Saturday, December 23, 2023

23 December 2023 Amman: The Jordan Museum

 


This museum is large and it had all the right ingredients, local history, demographic data on the local population, ancient artifacts, treasures found nowhere else and interactive displays with take away items.  So many items that spanned eons.  


Our Uber driver dropped us off 500 feet before the museum at the City Hall.  


It was cold and windy and so we poked around to see if this was the real place, it was not.


So off we walked and here was the City Hall from the back


Ahead the museum!


An old railroad car outside


Lets get inside, brrrrr


The rain has made the entire place wet and slippery


Appropriately with the weather the way it was, we see pipes and drainage systems used in Petra


Waterproof ceramics 


The aqueduct and the angle of the water delivery system


Jordanians are acutely aware of being in a desert


A replica of a goats milk churn, 6000 years old!

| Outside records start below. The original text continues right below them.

PR #68, opened 2020-08-02
Calibration and metrics clean up.

XzibitGG:
This PR addresses a few things:
- Metrics thread now stops if running bash commands throws errors, this prevents logger from spamming errors
- Calibration pipeline now allows you to remove snapshots
- Calibration stores stdDeviation of the per view errors
- Snapshots are not cleared until ``finishCalibration()`` is called

### DIFF
--- a/photon-server/src/main/java/org/photonvision/common/hardware/metrics/MetricsPublisher.java
+++ b/photon-server/src/main/java/org/photonvision/common/hardware/metrics/MetricsPublisher.java
@@ -18,63 +18,53 @@
 package org.photonvision.common.hardware.metrics;
 
 import java.util.HashMap;
-import java.util.Timer;
-import java.util.TimerTask;
 import org.photonvision.common.dataflow.DataChangeService;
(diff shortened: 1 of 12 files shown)


photon-server/src/main/java/org/photonvision/common/hardware/metrics/MetricsPublisher.java
```diff
@@ -22,11 +22,15 @@
 import java.util.TimerTask;
 import org.photonvision.common.dataflow.DataChangeService;
 import org.photonvision.common.dataflow.events.OutgoingUIEvent;
+import org.photonvision.common.logging.LogGroup;
+import org.photonvision.common.logging.Logger;
 import org.photonvision.server.UIUpdateType;
 
 public class MetricsPublisher {
     private final HashMap<String, Double> metrics;
     private final Thread metricsThread;
```
Bankst, line 31: Move this to a TimedTask via the TimedTaskManager

PR #90, opened 2020-08-17
Fix selective send

Bankst:


photon-server/src/main/java/org/photonvision/vision/processes/VisionModule.java
```diff
@@ -235,19 +234,18 @@ void saveAndBroadcastAll() {
...
-                                "fullsettings",
-                                ConfigManager.getInstance().getConfig().toHashMap(),
-                                null));
+                                "fullsettings", ConfigManager.getInstance().getConfig().toHashMap()));
     }
 
     void saveAndBroadcastSelective(WsContext originContext, String propertyName, Object value) {
         logger.trace("Broadcasting PSC mutation - " + propertyName + ": " + value);
+        if (originContext == null) {
+            logger.warn("Origin for selective send is null, broadcasting to all!");
```
mcm001, line 243: Warning seems a bit aggressive?

Bankst: was just for debugging. removing that now.

PR #96, opened 2020-08-20
Disable drawing during color picking

Bankst:


Bankst:
[Disable drawing on image during color picker mode](https://trello.com/c/9Arw0qT7/91-disable-drawing-on-image-during-color-picker-mode)

PR #98, opened 2020-08-21
Robot offset point

Bankst:


Bankst:
Pending UI connection @pietroglyph

Bankst:
[Move single crosshair calibration to the backend (optionally dual calibration too if we have time)](https://trello.com/c/Om0Uecub/1-move-single-crosshair-calibration-to-the-backend-optionally-dual-calibration-too-if-we-have-time)

PR #103, opened 2020-08-25
UI 3d mode, ConfigManager bugfixes

mcm001:
- UI 3d minimap was previously broken due to naming mismatches.
- ConfigManager deleted old pipeline configs because load() was being called before native libraries were loaded (Fixed by adding a seperate load() method).


Bankst:
[Investigate settings not being saved](https://trello.com/c/jVMEb5Pu/97-investigate-settings-not-being-saved)

PR #104, opened 2020-08-27
Status LEDs

XzibitGG:


photon-server/src/main/java/org/photonvision/common/hardware/HardwareManager.java
```diff
@@ -91,6 +91,18 @@ public void shutdown() {
...
+    }
+
+    public GPIOBase greenStatusLED() {
+        return LEDs.get(hardwareConfig.statusRGBPins.get(1));
+    }
+
+    public GPIOBase blueStatusLED() {
+        return LEDs.get(hardwareConfig.statusRGBPins.get(2));
+    }
+
```
Bankst, line 105: Will this cleanly handle a value missing from the array?
i.e. `[ 11, 12 ]` instead of `[ 11, 12, -1] ]`

PR #112, opened 2020-09-05
Filter non-bgr modes on Pi

mcm001:
This can almost double performance in some cases.


Bankst (approved):

Bankst:
[Only allow BGR on picamera for perf](https://trello.com/c/duKUL0ud/106-only-allow-bgr-on-picamera-for-perf)

PR #114, opened 2020-09-08
Fix networking hostname and ipv4

mcm001:


photon-server/src/main/java/org/photonvision/vision/camera/USBCameraSource.java
```diff
@@ -135,11 +135,11 @@ public void setVideoModeInternal(VideoMode videoMode) {
...
-                        if (cameraQuirks.hasQuirk(CameraQuirk.PiCam)) {
-                            if (videoMode.pixelFormat != VideoMode.PixelFormat.kBGR) {
-                                continue;
-                            }
-                        }
+                        //                        if (cameraQuirks.hasQuirk(CameraQuirk.PiCam)) {
+                        //                            if (videoMode.pixelFormat != VideoMode.PixelFormat.kBGR) {
+                        //                                continue;
+                        //                            }
+                        //                        }
```
mcm001, line 143: TODO remove after picam pr is merged

mcm001:
Still need to move blackisting out of that main for loop so the index makes sense

Bankst (approved):

PR #116, opened 2020-09-11
Metrics and lighting implementation

mcm001:


photon-server/src/main/java/org/photonvision/common/hardware/HardwareManager.java
```diff
@@ -61,27 +61,46 @@ private HardwareManager(HardwareConfig hardwareConfig) {
...
     }
 
+    public void setBrightnessPercent(int percent) {
+        ConfigManager.getInstance().getConfig().getHardwareSettings().ledBrightnessPercentage = percent;
+        if (visionLED != null) visionLED.setBrightness(percent);
+        ConfigManager.getInstance().requestSave();
+        logger.info("Setting led brightness to " + percent + "%");
+    }
+
     private void onJvmExit() {
```
XzibitGG, line 102: We should also call the [shutdown ](https://github.com/PhotonVision/photonvision/blob/master/photon-server/src/main/java/org/photonvision/common/hardware/GPIO/GPIOBase.java#L74) methods on the LEDs

photon-server/src/main/java/org/photonvision/common/hardware/metrics/CPUMetrics.java
```diff
@@ -26,10 +26,13 @@ public String getMemory() {
         return execute(cpuMemoryCommand);
     }
 
-    // TODO: Command should return in Celsius
     public String getTemp() {
         if (cpuTemperatureCommand.isEmpty()) return "";
-        return execute(cpuTemperatureCommand);
+        try {
+            return String.valueOf(Double.parseDouble(execute(cpuTemperatureCommand)) / 1000);
```
XzibitGG, line 32: Converting the output of the command to a string without stripping away non-numeric characters somethings threw errors, would probably add some sort of regex before parsing.

photon-server/src/main/java/org/photonvision/common/hardware/HardwareManager.java
mcm001: What exactly does the shutdown method do?

photon-server/src/main/resources/web/index.html
```diff
@@ -1 +1 @@
-<p>UI has not been copied!</p>
\ No newline at end of file
+<!DOCTYPE html><html lang=en><head><meta charset=utf-8><meta http-equiv=X-UA-Compatible content="IE=edge"><meta name=viewport content="width=device-width,initial-scale=1"><link rel=icon href=/favicon.png><title>PhotonVision</title><link href=/css/app.ec4da1e6.css rel=preload as=style><link href=/css/chunk-vendors.25378257.css rel=preload as=style><link href=/js/app.801f25e3.js rel=preload as=script><link href=/js/chunk-vendors.6d469ff5.js rel=preload as=script><link href=/css/chunk-vendors.25378257.css rel=stylesheet><link href=/css/app.ec4da1e6.css rel=stylesheet></head><body><noscript><strong>We're sorry but PhotonVision doesn't work properly without JavaScript enabled. Please enable it to continue.</strong></noscript><div id=app></div><script src=/js/chunk-vendors.6d469ff5.js></script><script src=/js/app.801f25e3.js></script></body></html>
```
Bankst, line 1: Pls delet

Bankst (changes requested):

Bankst (approved):

PR #127, opened 2020-09-17
Replace JPigpio, add hardware PWM support

Bankst:


photon-server/src/main/java/org/photonvision/common/hardware/GPIO/pi/PigpioPin.java
```diff
@@ -0,0 +1,132 @@
...
+            }
+
+        } catch (PigpioException e) {
+            logger.error("Could not set blink - " + e.getMessage());
+        }
+    }
+
+    @Override
+    protected void setBrightnessImpl(int brightness) {
+        if (isHardwarePWMPin) {
```
pietroglyph, line 124: Should we print an error if the current pin is not a hardware PWM pin?

Bankst: Maybe once. I can also re-add softPWM and attempt using that, but I'd rather just stick to hardware PWM.

Bankst: Resolved in 4cf21c8

XzibitGG (approved):

mcm001 (approved):

Bankst:
Pending fix for LED slider resetting when changing in/out of drivermode. @gerth2 has reproduced this.

mcm001:
The LED slider does not reset for me while running from this PR.

PR #48, opened 2015-05-20
Removal of the LinkedIn sharing icon

yahoopete:
This was never used and was removed, not sure why it has crept back, but let's bin it.  I have left the image in the icon folder, justincase it gets super useful again in the future.


mybits:
LGTM

h-lame:
Delete the image too!  It's not like we can't get it back.

PR #49, opened 2015-05-20
Remove FAQs from the site

yahoopete:
This removes FAQ page and reference to the FAQ page from the service.  Also removes the styles, tests etc.

Delivers on https://www.pivotaltracker.com/story/show/95038030


mybits:
I put one comment on redundant css, otherwise looks good to me

yahoopete:
Cool, I've removed that block.

PR #50, opened 2015-05-20
Resend email to unvalidated signature

davidbasalla:
Have edited the create method in the signature controller to check if any matching signatures (with the form details) already exist and if yes, resend the email.

Otto helped me massively with the refactor but would still love to get some feedback. Thanks!


h-lame:
Note to @davidbasalla I've rebased this against master so be careful when you pull/push.  I'm keen to get it merged today, but I do think we need to add something to those cucumber scenarios around the signature count.  Let's discuss after standup.

h-lame:
Oops!  I merged this by mistake.  I've reset master so it's as if it never happened, but we'll have to reopen this PR as a new one.  Sorry!

h-lame:
Reopened as #52.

The dead sea is shrinking because the water sources that had traditionally kept it fed with fresh water have all been diverted over the centuries


So to fix it there is a plan afoot for a Red Sea to the Dead Sea pipeline


A diagram of the Treasury building in Petra


The Egyptian influence was always here


The Kufiyyeh is the traditional Jordanian red and white scarf.  The tassel size denoted wealth and status 


This is the Pella Box from 1650 BCE


All the parts of the Jordanian Flag.  Three colors for three different Caliphates and the seven pointed star for the seven first verses of the Quran


Demographics data on educational levels of the population


3600 BCE female figure and Queen's coins


Latin


Greek


Arabic


Nabataean 


Safartic


Cuniform


The cylinder scroll rolled over the foil and we got this souvenir 



At 9000 years old these are some of the oldest human form sculptures


Almost spooky


Anatomically correct


Oddly approachable


The oldest plaster ever found


Great carved stone



A great display of small arrowheads


A huge 6 inch or bigger dagger made of flint


After the buried skulls flesh decayed the bones would be recovered and plaster put on the skull to recreate the faces of their ancestors.  They would then be placed in homes and return to the family


These statues were placed under the floors of long abandoned houses in specially dug pits.  They all faces east to west


A petroglyph that was recovered and placed in this museum


It was missing some parts


I have never seen flint discs.  There was a hole to attach to a handle or to a rope


An example of a pottery burial for infants


They were sealed in the jar


three different tribes and their traditional dress, Jerash, Krak and Adwan


Ma'am, Irbid and Ramtha


This is the Salt tribe.  One normal size and one huge giant sized


A stretched leather box and horsehair string that was played with a bow


A very elaborate coffee making tradition.  Three pots are used to boil and filter the coffee


A hanging pot


Bronze ax heads and the molds used to make them


A ceremonial ax head and hand


A big granite stele with Egyptian influences circa 1300 BCE


in 1868 this was discovered by a German Missionary and word got out.  German, English and French teams came to snatch it and the Ottoman Authorities were running interference.  It got so bad that the locals burned it and it broke into  pieces!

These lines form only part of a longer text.